What is the difference between p = *a[0] and p=&a[0]

Question

#define N 20
int a[2N], i, *p, sum;

p = a;


/* p=a is equivalent to p = *a[0];
• p is assigned 300.
• Pointer arithmetic provides an alternative to array indexing.
• p=a; is equivalent to p=&a[=]; (p is assigned 300)

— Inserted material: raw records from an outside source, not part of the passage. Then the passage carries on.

PR #6905, opened 2024-03-14
Allow guest emails to be used for application updates

### LINKED ISSUE #4094: Guest account options for status updates
**As a Program Admin**, I am unable to send any automated communications (such as status updates) to applicants who come in as a _guest_. The work-around is to send emails or call the applicants to follow-up on their status. For some programs with small numbers of applications, this is do-able. For other programs, such as Fresh Bucks, they do not have the staffing capacity to do individual follow-ups to every applicant who came in as a _guest_.

**As an applicant**, I want to know the status of my application but the only way I can receive automated status updates currently, is if I create an account or log in. If I come into CiviForm as a _guest_, I will not receive automated messages about the status of my application.

A way to send automate communications (such as status updates) to applicants who do not wish to create an account or log in.

**Additional context**
@gwendolyngoetz Is looking into the statistics on the number of applicants in 2022 who submitted an application as a _guest_ and those who logged in.

Every City program asks applicants to provide an email address at some point in the application. But while we capture these email addresses, we cannot connect automated messaging to them. 

**Done when**
There is a simple way to keep _guests_ informed about their application status.

rockycodes:
### Description

This change allows guest emails to be used when sending emails in CiviForm (eg. when an application is submitted or when the application status changes). It uses the value saved in the db when an applicant answers the email question that is marked as the "Primary Applicant Info" email question, whether or not that applicant is logged in.

When an applicant is logged in and answers the primary email question with a different email address, an email is sent to both addresses.

When an applicant is logged in and answers the primary email question with the same email address they used to log in, only one email is sent to that address.

This is hidden behind the PRIMARY_APPLICANT_INFO_QUESTIONS_ENABLED feature flag.

The main logic changes are contained in `ApplicantPersonalInfo`, `ApplicantService` and `ProgramAdminApplicationView`. Most of the other files are just changed to pass down `request` for use when checking the feature flag or updating calls to `ApplicantPersonalInfo.ofGuestUser` which now requires a representation to be passed in.

#### General

#### New Features

1. Login as a CiviForm Admin and turn the `PRIMARY_APPLICANT_INFO_QUESTIONS_ENABLED` flag on
2. Create a program
3. Create a couple of statuses for the program
4. Create an email type question and toggle on "Set as universal question" and "Set answer as applicant email address"
5. Add the email question to the program and publish
6. As an applicant, apply to the program as a guest and logged in
7. As a logged in applicant, try answering the question with the same email address and a different email address to test the different cases
8. Login as a Program Admin and go to "Applications"
9. Click on one of the applications and update the status of that application
10. You should see a popup that includes the correct email address(es)

### Issue(s) this completes

Fixes #4094


browser-test/src/admin/admin_application_statuses.test.ts
```diff
@@ -359,6 +361,171 @@ test.describe('view program statuses', () => {
...
+            emailBody,
+            programWithStatusesName,
+          )
+        }
+      })
+      test('only one email is displayed and sent for a logged in user that has answered the PAI email question with the same email they used to login', async () => {
+        const {page, applicantQuestions, adminPrograms} = ctx
+
+        await loginAsTestUser(page)
+        await applicantQuestions.applyProgram(programWithStatusesName)
```
rockycodes, line 495: This test is consistently flaky when I run in locally and times out trying to find `continue-application-button`. Any idea what's up with that?
Untitled

gwendolyngoetz: When this passes, how long did the retry take? It could be there's something that sometimes takes longer to run. If you think it's slow you can modify this test to be `test.slow('only one email....blah blah`. Tests marked as slow get three times the amount of timeout they usually get. That's where I'd start first.

browser-test/src/admin/admin_application_statuses.test.ts
```diff
@@ -359,6 +361,171 @@ test.describe('view program statuses', () => {
...
+      test('both email addresses are displayed and two emails are sent for a logged in user that has answered the PAI email question with a different email', async () => {
+        const {page, applicantQuestions, adminPrograms} = ctx
+        const otherTestUserEmail = 'other@example.com'
+
+        await loginAsTestUser(page)
+        await applicantQuestions.applyProgram(programWithStatusesName)
+        await applicantQuestions.answerEmailQuestion(otherTestUserEmail)
+        await applicantQuestions.clickNext()
+        await applicantQuestions.submitFromReviewPage()
+        await logout(page)
```
gwendolyngoetz, line 451:
```suggestion
        await test.step(`Apply to program ${programWithStatusesName} as test user`, async () => {
            await loginAsTestUser(page)
            await applicantQuestions.applyProgram(programWithStatusesName)
            await applicantQuestions.answerEmailQuestion(otherTestUserEmail)
            await applicantQuestions.clickNext()
            await applicantQuestions.submitFromReviewPage()
            await logout(page)
        })
```

I recommend you use [test.step](https://playwright.dev/docs/release-notes#-steps-api-with-teststep) to group the logical parts of your test.

Further down other steps for things like 
- view application as program admin
- do the thing with the modal
- verify emails sent

Notice the 'do the thing with the modal'. I wrote that because it's not super clear exactly what is going on just glancing at it. A good label will help us know what that steps does.

gwendolyngoetz: Oh and steps can return values if that is ever needed

browser-test/src/admin/admin_application_statuses.test.ts
```diff
@@ -359,6 +361,171 @@ test.describe('view program statuses', () => {
...
+        await loginAsProgramAdmin(page)
+        await adminPrograms.viewApplications(programWithStatusesName)
+        await adminPrograms.viewApplicationForApplicant(testUserDisplayName())
+
+        const acccountEmailsBefore = supportsEmailInspection()
+          ? await extractEmailsForRecipient(page, testUserDisplayName())
+          : []
+        const applicantEmailsBefore = supportsEmailInspection()
+          ? await extractEmailsForRecipient(page, otherTestUserEmail)
+          : []
```
gwendolyngoetz, line 462: This looks like it could go inside the `if (supportsEmailInspection)` block starting on line 476.

browser-test/src/admin/admin_application_statuses.test.ts
```diff
@@ -359,6 +361,171 @@ test.describe('view program statuses', () => {
...
+        await adminPrograms.viewApplicationForApplicant('Guest')
+
+        const emailsBefore = supportsEmailInspection()
+          ? await extractEmailsForRecipient(page, guestEmail)
+          : []
+
+        const modal =
+          await adminPrograms.setStatusOptionAndAwaitModal(emailStatusName)
+
+        const notifyCheckbox = await modal.$('input[type=checkbox]')
```
gwendolyngoetz, line 420: `$` is deprecated. You should switch to a [locator](https://playwright.dev/docs/locators), preferable using one of the `page.getByXxx` methods and only fall back to `page.locator` as a last resort.

browser-test/src/admin/admin_application_statuses.test.ts
```diff
@@ -359,6 +361,171 @@ test.describe('view program statuses', () => {
...
+          ['Email'],
+        )
+        await adminPrograms.publishAllDrafts()
+        await logout(page)
+      })
+      test.beforeEach(async () => {
+        const {page} = ctx
+        // Logout before each test so we can start from the homescreen as an applicant
+        await logout(page)
+      })
```
gwendolyngoetz, line 391: FYI. In the future when I get fixtures going, we don't to do this thing. Each test will be isolated.

browser-test/src/admin/admin_application_statuses.test.ts
```diff
@@ -359,6 +361,171 @@ test.describe('view program statuses', () => {
...
+        })
+        await adminPrograms.editProgram(programWithStatusesName)
+        await adminPrograms.editProgramBlock(
+          programWithStatusesName,
+          'block description',
+          ['Email'],
+        )
+        await adminPrograms.publishAllDrafts()
+        await logout(page)
+      })
```
gwendolyngoetz, line 386: Using `beforeAll` and `afterAll` creates a shared state between the tests which can lead to tests relying on other tests.

browser-test/src/admin/admin_application_statuses.test.ts
gwendolyngoetz: Fun fact: one reason locators are better is because if they find multiple match they error. Older ways will go with the first one found :|

browser-test/src/admin/admin_application_statuses.test.ts
rockycodes: Great callout, I'll see if that's what's happening.

browser-test/src/admin/admin_application_statuses.test.ts
rockycodes: This actually has to be on it's own to capture the number of emails before we do another send.

browser-test/src/admin/admin_application_statuses.test.ts
rockycodes: That makes sense and explains why I was seeing some bleed over. Would you recommend I move this logic to `beforeEach`?

browser-test/src/admin/admin_application_statuses.test.ts
gwendolyngoetz: Putting that in a `test.step('Gather emails before doing the thing you are going')` would be a boon.

gwendolyngoetz: How you can return the const variables from a step https://timdeschryver.dev/blog/keep-your-playwright-tests-structured-with-steps#steps

browser-test/src/admin/admin_application_statuses.test.ts
rockycodes: It's failing because I'm logging is as the same test user in both tests, and since the data isn't cleared between tests, I need to click "Edit" instead of "Continue" to edit the previously submitted value. It's surprising to me that it's passing on retry and in CI. I wonder if the data shared between tests is handled differently in those environments? I'm not sure how to get around this.

browser-test/src/admin/admin_application_statuses.test.ts
gwendolyngoetz: Yeah, I would let the `beforeEach` handle it. One thing to keep in mind is that way up at the top your ctx is created with clearDb=false so you'll probably have to call the method to clear the database yourself.

browser-test/src/admin/admin_application_statuses.test.ts
rockycodes: I can update the test to click the correct buttons, but then there's an issue with needing to create a new status since one was already set for this user which means I need to update a bunch of snapshots.

browser-test/src/admin/admin_application_statuses.test.ts
```diff
@@ -359,6 +361,171 @@ test.describe('view program statuses', () => {
...
+      test.beforeEach(async () => {
+        const {page} = ctx
+        // Logout before each test so we can start from the homescreen as an applicant
+        await logout(page)
+      })
+      test.afterAll(async () => {
+        const {page} = ctx
+        await disableFeatureFlag(
```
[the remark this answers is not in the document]
gwendolyngoetz: ctx at the top is created with clearDb=false so this probably does need to be kept

browser-test/src/admin/admin_application_statuses.test.ts
rockycodes: There were too many errors from test context carrying over so I ended up factoring this out into it's own `describe` that clears the db between tests.

browser-test/src/admin/admin_application_statuses.test.ts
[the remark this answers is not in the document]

Here I am not getting how p=*a[0] and p=&a[0] are same? *a[0] references the element at the memory address.

Answer 1

The meaning of p = &a[0] is as follows

For example :

 int a[4];
                        a[0]  a[1]  a[2]  a[3]
            a --------> [   ][    ][    ][    ]

Equivalents

 // Reference
 &a[0] = a;
 &a[1] = a+1; 
 ...
 &a[3] = a+3;

 // Value
 a[0]  = *a
 a[1]  = *(a+1)
 ..
 a[3]  = *(a+3)

In arrays of C programming, name of the array always points to the first element of an array. Here, address of first element of an array is &a[0]. Also, a represents the address of the pointer where it is pointing i.e., base address . Hence, &a[0] is equivalent to a, so p = a or p = &a[0] both are same.

Answer 2

Point 1

Do your understand, here int a[2N] is invalid code?

This 2N does not mean 2*N, rather this N is considered as a suffix (to integer literal 2) which is invalid.

^{Thanks to Mr @ Lưu Vĩnh Phúc for the comment below.}

If you wanted something like int a[40], write int a [2*N]

Point 2

p=*a[0] and p=&a[0] are same

No, they're not same. Actually, with the current code snippet, *a[0] is invalid.

FWIW, p = a; and p = &a[0]; are same, because the array name represents the base address, i.e., the address of the first element in the array.

Answer 3

p = a and p = &a[0] are indeed equivalent. In this case, you assign the address of the first element in the array to p (because the name of the array = pointer to its first element). p=*a[0] and p=&a[0] are not the same; *a[0] requires that a be an array of pointers, and dereferences its first member.